Anyway, Dayna tries to help Justin recapture his prize specimen, Og (why has Justin named him Og? Is that the best name he can think of?) but gets thrown off a cliff and captured by Servalan, who ties her to a chair. Suddenly it is revealed that Dayna and Justin are deeply in love with each other, despite this not being at all apparent when they were alone together for the first time in years. So Servalan brainwashes her to hate him (this basically involves flashing a light in her face and saying ‘You hate him. You hate him. You hate him’ a lot) and sends her off to facilitate his capture…
Eventually there is a low-octane gun battle and all the significant guest characters are killed, followed by Servalan’s ship blasting off with the main characters standing directly underneath it: all this does is ruffle their hair a bit. Dayna, who is in love with Justin again at this point, is left sobbing over his body in what was probably meant to be a poignant downbeat ending. Instead the main emotion I was feeling was relief that it was over. What makes it even less effective is the fact that, like Barbara Shelley last week, they clearly couldn’t afford to take Peter Byrne on location and all his exterior scenes are filmed on a studio set on videotape. The switching between VT and film gets quite jarring.

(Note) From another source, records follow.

PR #667, opened 2021-03-13
Localized climate options

mikyjazz:
- localized/customized lookup for climate options
- icon lookup for climate options
- localized translation for mediaplayer "Source" label


config.example.js
```diff
@@ -162,7 +162,23 @@ var CONFIG = {
                      type: TYPES.SENSOR,
                      id: 'updater.updater',
                      state: '@attributes.release_notes' // https://github.com/resoai/TileBoard/wiki/Templates
-                  }
+                  },
+                  {
+                     title: 'Heating',    
+                     position: [1, 1],
+                     id: "climate.000000000",
```
rchl, line 169: Can a value like `{attributes: {current_temperature: 11}` here instead so that there is no popup about missing entity?

scripts/controllers/main.js
```diff
@@ -1288,13 +1320,14 @@ App.controller('Main', function ($scope, $timeout, $location, Api, tmhDynamicLoc
 
       let service;
       const serviceData = {};
+      const _option = $scope.reverseLookupClimateOption(item, entity, option);
```
rchl, line 1323: Having both `option` and `_option` variables don't make thing very clear or readable.

In this maybe it can be called `climateMode`.

scripts/directives/tile.html
```diff
@@ -374,43 +375,44 @@
...
                <i class="mdi mdi-water"></i>
                <span ng-bind="(getWeatherField('humidity', item, entity) | number:0)"></span><!--
-               --><span ng-bind="getWeatherField('humidityUnit', item, entity)"></span>
+            --><span ng-bind="getWeatherField('humidityUnit', item, entity)"></span>
             </span>
             <span ng-if="item.fields.windSpeed" class="weather-item">
                <i class="mdi mdi-weather-windy"></i>
-               <span ng-bind="(getWeatherField('windSpeed', item, entity) | number:0)"></span>&nbsp;<!--
-               --><span ng-bind="getWeatherField('windSpeedUnit', item, entity)"></span>
+               <span ng-bind="(getWeatherField('windSpeed', item, entity) | number:0)"></span><!--
```
rchl, line 382: Should not remove `&nbsp;`

scripts/directives/tile.html
```diff
@@ -374,43 +375,44 @@
...
-               --><span ng-bind="getWeatherField('humidityUnit', item, entity)"></span>
+            --><span ng-bind="getWeatherField('humidityUnit', item, entity)"></span>
             </span>
          </div>
          <div class="weather-line -items" ng-if="effectiveTileSize(page, item).width < 140">
             <span ng-if="item.fields.windSpeed" class="weather-item">
                <i class="mdi mdi-weather-windy"></i>
-               <span ng-bind="(getWeatherField('windSpeed', item, entity) | number:0)"></span>&nbsp;<!--
-               --><span ng-bind="getWeatherField('windSpeedUnit', item, entity)"></span>
+               <span ng-bind="(getWeatherField('windSpeed', item, entity) | number:0)"></span><!--
```
rchl, line 398: Should not remove `&nbsp;`

scripts/directives/tile.html
```diff
@@ -374,43 +375,44 @@
...
+            --><span ng-bind="getWeatherField('windSpeedUnit', item, entity)"></span>
             </span>
          </div>
 
          <div class="weather-line -items">
             <span ng-if="item.fields.pressure" class="weather-item">
                <i class="mdi  mdi-gauge"></i>
-               <span ng-bind="(getWeatherField('pressure', item, entity) | number:0)"></span>&nbsp;<!--
-               --><span ng-bind="getWeatherField('pressureUnit', item, entity)"></span>
+               <span ng-bind="(getWeatherField('pressure', item, entity) | number:0)"></span><!--
```
rchl, line 406: Should not remove `&nbsp;`

scripts/directives/tile.html
```diff
@@ -577,7 +573,7 @@
                <td colspan="3" class="media-player-table--td-source">
                   <div class="media-player--source" ng-click="openSelect(item)"
                        ng-if="entity.attributes.source_list.length && !item.hideSource">
-                     <span ng-bind="entity.attributes.source || 'Source'"></span>
+                     <span ng-bind="entity.attributes.source || item.textSource || 'Source'"></span>
```
rchl, line 576: Wouldn't it be better if `item.textSource` overrode everything else if set?

But if it's meant as a fallback when the attribute is missing then I'd suggest calling it `sourceFallbackText` instead.

scripts/directives/tile.html
```diff
@@ -495,19 +497,19 @@
             <span ng-bind="climateTarget(item, entity)"></span>
             <span ng-if="(_unit = entityUnit(item, entity))"
                   class="item-climate--target--unit" ng-bind="_unit"></span>
+            <i class="item-climate--icon mdi" ng-class="entityIcon(item, entity)"></i>
```
rchl, line 500: there is a lot of trailing spaces here

scripts/controllers/main.js
```diff
@@ -1274,12 +1261,57 @@ App.controller('Main', function ($scope, $timeout, $location, Api, tmhDynamicLoc
...
+      if (typeof item.climateOptions === 'undefined') {
+         const _options = item.useHvacMode ? entity.attributes.hvac_modes : entity.attributes.preset_modes;
+         const options = {};
+         for (const option of _options) {
+            if (item.states !== null && typeof item.states === 'object') {
+               options[option] = item.states[option] || option;
+            } else {
+               options[option] = option;
+            }
+         }
```
rchl, line 1302: I don't have a real entity to test so maybe I'm missing something but I don't understand the point of creating this mapping. It assigns the same value to both the object's key and value so then both the `lookupClimateOption` and `reverseLookupClimateOption` seem to be doing the same thing in practice.

rchl (changes requested):

scripts/controllers/main.js
mikyjazz: really is looked-up option... luOption? :)

scripts/directives/tile.html
mikyjazz: code before your modification in other branch, for.your,eyes,only :)

scripts/directives/tile.html
mikyjazz: idem

scripts/directives/tile.html
mikyjazz: ...

scripts/directives/tile.html
mikyjazz: adjust spaces as you feel... I don't pay attention...

scripts/directives/tile.html
mikyjazz: maybe better change order like:
item.textSource || entity.attributes.source || 'Source'"

config.example.js
mikyjazz: ok

scripts/controllers/main.js
mikyjazz: from my real configuration:
I can have Automatico instead of auto, and so on

                        states: {
                           'auto': 'Automatico',
                           'heat': 'Manuale',
                           'off': 'Spento'
                        },
                        icons: {
                           'auto': 'mdi-calendar-sync',
                           'heat': 'mdi-fire',
                           'off': 'mdi-power'
                        }

mikyjazz: a

mikyjazz: it assign the same value if definition is missing in states...

mikyjazz: to do reverselookup -> settingvalue

mikyjazz: the mechanism is the same with or without states definition...

scripts/directives/tile.html
rchl: Don't understand what you mean.

I'm not talking about indentation change but about removal of `&nbsp;` which has a purpose there.

scripts/controllers/main.js
rchl: Ok, I get know that it has a meaning when user defines states.

scripts/directives/tile.html
mikyjazz: changes in weather are "remaining" of previous changes/pull request; this features was ready at the same time of weather modifications; some changes not tracked/updated rrespect to your latest changes in other pr

mikyjazz: sorry

scripts/directives/tile.html
rchl: sure but you are contributing to a project that cares...

I'll just set up an automatic formatter for HTML files then so we don't have to discuss such things in the future.

scripts/directives/tile.html
rchl: works for me

(we should document that new property also)

rchl: You did document it already. Sorry.

scripts/directives/tile.html
```diff
@@ -495,19 +497,19 @@
...
+            <i class="item-climate--icon mdi" ng-class="entityIcon(item, entity)"></i>                  
          </div>
          <div class="item-climate--mode" ng-if="(_options = getClimateOptions(item, entity))"
               ng-click="openSelect(item)">
             <span ng-bind="getClimateCurrentOption(item, entity)"></span>
          </div>
       </div>
-
       <div ng-if="selectOpened(item)" class="item-select"
            ng-style="itemSelectStyles(entity, _options)">
```
rchl, line 508: The `_options` is an object now so `itemSelectStyles` won't work correctly now.

scripts/controllers/main.js
```diff
@@ -1274,12 +1261,57 @@ App.controller('Main', function ($scope, $timeout, $location, Api, tmhDynamicLoc
...
+         item.climateOptions = options;
+      }
+   }
```
rchl, line 1305: Here is my suggestion that reuses `item.states`, merging auto-discovered and user values together if the user did not include some. Also, this will make `item.states` the source of truth instead of creating a separate property for essentially the same thing.

```suggestion
   function initializeClimateStates (item, entity) {
      if (item.__statesExtended === undefined) {
         item.states = item.states || {};
         const options = item.useHvacMode ? entity.attributes.hvac_modes : entity.attributes.preset_modes;
         for (const option of options) {
            if (!(option in item.states)) {
               item.states[option] = option;
            }
         }
         item.__statesExtended = true;
      }
   }
```

Note that I've also renamed the function for clarity.

scripts/controllers/main.js
```diff
@@ -1274,12 +1261,57 @@ App.controller('Main', function ($scope, $timeout, $location, Api, tmhDynamicLoc
...
+      initializeClimateOptions(item, entity);
+      for (const [key, value] of Object.entries(item.climateOptions)) {
+         if (value === option) {
+            return key;
+         }
+      }
+      return option;
+   };
+
+   $scope.lookupClimateOption = function (item, entity, option) {
```
rchl, line 1287: I'd suggest name `getClimateOptionText`

scripts/controllers/main.js
```diff
@@ -1274,12 +1261,57 @@ App.controller('Main', function ($scope, $timeout, $location, Api, tmhDynamicLoc
...
+      ].join(' - ');
+
+      if (item.filter) {
+         return item.filter(value);
+      }
+
+      return value;
+   };
+
+   $scope.reverseLookupClimateOption = function (item, entity, option) {
```
rchl, line 1277: I'd suggest the name `getClimateOptionFromText` and the last argument could be called `optionText` to differentiate from the `option` which typically refers to the state value.

scripts/controllers/main.js
mikyjazz: ok

scripts/controllers/main.js
mikyjazz: ok

scripts/controllers/main.js
mikyjazz: item.__statesExtended are not only states, they can be also preset_modes that does not belong to entity state... it is an attribute

mikyjazz: so the correct name options...

scripts/directives/tile.html
mikyjazz: itemSelectStyles checks only the existence of parameters, don't use at all

scripts/directives/tile.html
mikyjazz: :D

scripts/directives/tile.html
rchl: It does set marginTop based on the number of items.

scripts/controllers/main.js
rchl: I feel like my suggested naming still works, even if the `preset_modes` are not really entity states. I mean if the user wants to localize `preset_modes` then he has to do that in `item.states` right? So from the user's perspective, it does appear to be "states" still.

(btw. the localization of states could be documented also since it's not entirely obvious how it works, especially with the `hvac_modes` and `preset_modes` being relevant here.

akloeckner:
I'm wondering: Isn't all that logic basically an exerpt of what `entityState` does? 
https://github.com/resoai/TileBoard/blob/4126d1a0e1dee9da5477a6ee03be9fd81bdae7e1/scripts/controllers/main.js#L525

If it is, can you make use of that (even more generic) function?

E.g.:
* `getClimateOptions` => something like mapping `hvacmodes` through `entityState`
* `getClimateCurrentOption` => just map current mode through `entityState`
* `setClimateOption` => that might be the hard case

mikyjazz:
> I'm wondering: Isn't all that logic basically an exerpt of what `entityState` does?
> https://github.com/resoai/TileBoard/blob/4126d1a0e1dee9da5477a6ee03be9fd81bdae7e1/scripts/controllers/main.js#L525
> 
> If it is, can you make use of that (even more generic) function?
> 
> E.g.:
> 
> * `getClimateOptions` => something like mapping `hvacmodes` through `entityState`
> * `getClimateCurrentOption` => just map current mode through `entityState`
> * `setClimateOption` => that might be the hard case

If you look closely at the code you will see that two different properties are mapped
  const option = item.useHvacMode? entity.state: entity.attributes.preset_mode;
I can't imagine how you would like to generalize this climate control specific thing ...

rchl:
@mikyjazz can you update us on what is the status of this on your side?

From my side, I think some of my comments are still unresolved.

mikyjazz:
hi Rafal,
some changes I have implemented in his time while the ones that are missing I have not taken into consideration; if you are interested in the pull request you can make them yourself. For my part, I realized that it is not possible to carry out a version for the public and one for me only so I have decided to carry out only my fork, with the changes I like, the style aspects that I like and without respecting (or at least without asking myself many problems about it) the constraints related to coding style; in the end it will be much easier to integrate in my version what you do in the master one;) See you soon.

rchl:
Merged manually to master. Thanks.

PR #70, opened 2020-08-27
Drop the info dialog about glibc-locale (jsc#SLE-15348)

Vogtinator:
This belongs in the documentation instead, which saves one mandatory
interaction on the first boot.


Vogtinator:
Simple change, tested successfully on Tumbleweed.

PR #71, opened 2020-09-30
Use locale en_US.UTF-8 by default

aplanas:
Locale en_US do not exist anymore, and firstboot complain about this,
generating an exit and shuttind down the boot process.


Vogtinator (changes requested):
In the "No locales found" case it would result in `JEOS_LOCALE="en_US.UTF-8.UTF-8"`.

What does actually fail here? `UTF-8` is intentionally omitted everywhere and added in line 206.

So it’s essentially a sort of idiot’s version of The Island of Dr Moreau mashed up with a rather icky and unconvincing May-to-December romance plot for Dayna, with some of the silliest monster suits in BBC history and a lot of obvious filler. What positive things can I find to say about it? Well, there’s Paul Darrow – even though he isn’t in it much, he decides that this week he will deliver a kind of situationist deconstruction of bad acting. The moment where he bursts through a door, goes out of his way to gratuitously kick over a chair, and nearly falls over, is probably the most entertaining one in the episode. But mostly it is just turgid and irritating.